PR #1892, opened 2025-09-25
Create packager recipe buffs

AirRice:
## What is the new behavior?
Packagers and Bottlers have their costs reduced by making them require metal casings rather than ULV Hulls.

## Implementation Details
Playing TFG with my friends we found out that the ULV hulls that are part of the packager/bottler recipes are prohibitively expensive, especially early game. With them being so crucial to the setting up of a logistics network, this PR addresses that by making the recipe require a casing rather than a hull (remove rubber dependency) and giving 2x returns for the crafts.

Additionally, the LV assembler cardboard recipe has also been buffed a bit to require less paper and glue because it's a tedious recipe to begin with. This should make it a lot less annoying to make.

Stock links/factory gauge recipes are left unchanged, as the automation of parts needed in them is a core mechanic of LV/MV and they will naturally become less tedious to craft as an LV/MV factory expands

Original PR proposed replacing the most expensive part of these recipes with metal (andesite) casings, cutting down the wrought iron usage to nearly 10% of the original cost, before it was revised to current state.

## Outcome
Changes the recipes for the create Packager, create factory logistics Bottler, and cardboard in the LV assembler. 
Overall this should make these feel better to craft.

N/A

### DIFF
--- a/kubejs/server_scripts/create/recipes.js
+++ b/kubejs/server_scripts/create/recipes.js
@@ -1732,12 +1732,6 @@ const registerCreateRecipes = (event) => {
 		F: '#tfg:metal_bars'
 	}).id('tfg:create/shaped/packager')
 
-	event.recipes.gtceu.assembler('tfg:create/packager')
-		.itemInputs('gtceu:ulv_machine_casing', '4x #forge:rods/wrought_iron', '#forge:springs/wrought_iron', '4x create:cardboard', '#gtceu:circuits/ulv')
-		.itemOutputs('2x create:packager')
-		.duration(200)
-		.EUt(20)
-
 	event.shaped('create:item_hatch', [
 		'A',
 		'B',
--- a/kubejs/server_scripts/create/recipes.js
+++ b/kubejs/server_scripts/create/recipes.js
@@ -1712,8 +1712,8 @@ const registerCreateRecipes = (event) => {
 	}).id('tfg:create/shaped/cardboard_from_glue')
 
 	event.recipes.gtceu.assembler('tfg:create/cardboard_from_glue')
-		.itemInputs('5x minecraft:paper')
-		.inputFluids(Fluid.of('gtceu:glue', 100))
+		.itemInputs('4x minecraft:paper')
+		.inputFluids(Fluid.of('gtceu:glue', 50))
 		.circuit(5)
 		.itemOutputs('2x create:cardboard')
 		.duration(200)
@@ -1726,14 +1726,14 @@ const registerCreateRecipes = (event) => {
 	], {
 		A: '#forge:rods/wrought_iron',
 		B: '#forge:springs/wrought_iron',
-		C: 'gtceu:ulv_machine_hull',
+		C: 'create:andesite_casing',
 		D: 'create:bound_cardboard_block',
 		E: 'create:electron_tube',
 		F: '#tfg:metal_bars'
 	}).id('tfg:create/shaped/packager')
 
 	event.recipes.gtceu.assembler('tfg:create/packager')
-		.itemInputs('gtceu:ulv_machine_hull', '4x #forge:rods/wrought_iron', '#forge:springs/wrought_iron', '4x create:cardboard', '#forge:string', '#gtceu:circuits/ulv')
+		.itemInputs('create:andesite_casing', '4x #forge:rods/wrought_iron', '#forge:springs/wrought_iron', '4x create:cardboard', '#gtceu:circuits/ulv')
 		.itemOutputs('create:packager')
 		.duration(200)
 		.EUt(20)
--- a/kubejs/server_scripts/create/recipes.js
+++ b/kubejs/server_scripts/create/recipes.js
@@ -1719,22 +1719,22 @@ const registerCreateRecipes = (event) => {
 		.duration(200)
 		.EUt(7)
 
-	event.shaped('create:packager', [
+	event.shaped('2x create:packager', [
 		'AAA',
 		'BCD',
 		'EFE'
 	], {
 		A: '#forge:rods/wrought_iron',
 		B: '#forge:springs/wrought_iron',
-		C: 'create:andesite_casing',
+		C: 'gtceu:ulv_machine_casing',
 		D: 'create:bound_cardboard_block',
 		E: 'create:electron_tube',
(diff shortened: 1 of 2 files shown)


kubejs/server_scripts/create_factory_logistics/recipes.js
```diff
@@ -28,17 +28,18 @@ function registerCreateFactoryLogisticsRecipes(event) {
 	], {
 		A: '#forge:rods/copper',
 		B: '#forge:springs/copper',
-		C: 'gtceu:ulv_machine_hull',
+		C: 'create:andesite_casing',
```
Pyritie: what about copper casing? since that's the traditional create fluid-related casing

kubejs/server_scripts/create/recipes.js
```diff
@@ -1726,14 +1726,14 @@ const registerCreateRecipes = (event) => {
...
-		C: 'gtceu:ulv_machine_hull',
+		C: 'create:andesite_casing',
 		D: 'create:bound_cardboard_block',
 		E: 'create:electron_tube',
 		F: '#tfg:metal_bars'
 	}).id('tfg:create/shaped/packager')
 
 	event.recipes.gtceu.assembler('tfg:create/packager')
-		.itemInputs('gtceu:ulv_machine_hull', '4x #forge:rods/wrought_iron', '#forge:springs/wrought_iron', '4x create:cardboard', '#forge:string', '#gtceu:circuits/ulv')
+		.itemInputs('create:andesite_casing', '4x #forge:rods/wrought_iron', '#forge:springs/wrought_iron', '4x create:cardboard', '#gtceu:circuits/ulv')
```
TomPlop: Why removing the string also? It's a good way to incentivize farming at that stage.

kubejs/server_scripts/create/recipes.js
```diff
@@ -1726,14 +1726,14 @@ const registerCreateRecipes = (event) => {
 	], {
 		A: '#forge:rods/wrought_iron',
 		B: '#forge:springs/wrought_iron',
-		C: 'gtceu:ulv_machine_hull',
+		C: 'create:andesite_casing',
```
TomPlop: Going from ulv machine hull to andesite casing is wild. We could nerf it to ULV Machine Casing and not Hull so players who don't know how to make plastic at LV aren't too penalized.

ULV Machine Casing is the one use by most of Create so it does make sense and it's extremely cheap at that point of the game. Either you have a Steam bloomery or an Arc furnace, both cases are easy and really should be the minimum automation required to begin using an automation mod.

kubejs/server_scripts/create_factory_logistics/recipes.js
TomPlop: Same thought using the machine casing and not the hull. Using Copper or Andesite casing is wild.

kubejs/server_scripts/create/recipes.js
Pyritie: Mm I dunno, you do want to encourage people to actually use automation instead of thinking "oh that looks too expensive" and then skipping it entirely, making their experience more miserable

TomPlop: Then you get players that put 3 pattern providers on the same wiremill and they quit the game because the leap from working to feel the reward from everything is free is too much and their base isn't ready.

I agree that setting up plastic at LV even though it's damn easy can set a toll on new players, but setting up a steam bloomery with a helve hammer? Come on.

I would prefer then that you require a ULV Machine Hull but get two Packagers or Bottler.

Still a 40% nerf on cost. But at least please passive your wrought iron or you gonna quit the game.

Pyritie: I would be more ok with that sort of thing. I agree that the hull is probably too much at the moment.
I had the same thought with the gauges being kinda expensive to make too. Maybe they could also return two each.

TomPlop: Gauge are definitely expensive but they already give two. The thing with Gauge is that they are a crazy strong item, it's basically a ME Requester from AE2. I advise strongly against making them easier to get as their promote a dangerous way to play. Also it's the endgame item of Create Logistics.

Less machine and less passive.

I think it's the good compromise to ask for ULV Machine Casing and give two Packager/Bottler.

kubejs/server_scripts/create/recipes.js
AirRice: The string was there because the bound cardboard block requires one, but going by the idea of assembler recipes usually doing away with 'binding' components like screws in other recipes, I think this makes sense. The original recipe does still require string, this is just a small cut to costs starting in LV

kubejs/server_scripts/create/recipes.js
AirRice: Mm, looking back given that the create machines crafted around that period (vac chamber, deployer, etc) require ULV casings as well I think that's a fair baseline to balance against. The issue with hulls was that they require rubber plated cables to make, which unnecessarily delayed getting them
Given that and the large amounts of paper needed which wasn't really fully addressed in the original PR I think I'll make the packager and bottler take a ulv casing rather than a metal casing but return 2x per craft.

I think the gauge recipes are fine, given that they already return 2x, and also what Tom said above

kubejs/server_scripts/create/recipes.js
TomPlop: There is no strings in the crafting recipe though? Actually they are pretty different. Also why do we have an Assembler recipe and a Crafting recipe even though there is no tools in the crafting recipe.

Some weird stuff going on.

kubejs/server_scripts/create/recipes.js
TomPlop: sounds good

kubejs/server_scripts/create/recipes.js
TomPlop: Oh the string is in the cardboard

Pyritie (approved):

Pyritie:
oh I noticed that the shaped recipe wants electron tubes but the assembler one wants ulv circuits, could you make those consistent too pls

TomPlop:
Yeah that’s what I was saying! Just remove the Assembler recipe. We have to stop making assembler recipe if there is no tools used.

TomPlop (approved):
──────────
● PROBLEM DETAILS
Only an exact copy of the lines from the beginning of the listing through the line with "Playing TFG with", both included, belongs in the answer.

● SOLUTION TO THIS PROBLEM
PR #1892, opened 2025-09-25
Create packager recipe buffs

AirRice:
## What is the new behavior?
Packagers and Bottlers have their costs reduced by making them require metal casings rather than ULV Hulls.

## Implementation Details
Playing TFG with my friends we found out that the ULV hulls that are part of the packager/bottler recipes are prohibitively expensive, especially early game. With them being so crucial to the setting up of a logistics network, this PR addresses that by making the recipe require a casing rather than a hull (remove rubber dependency) and giving 2x returns for the crafts.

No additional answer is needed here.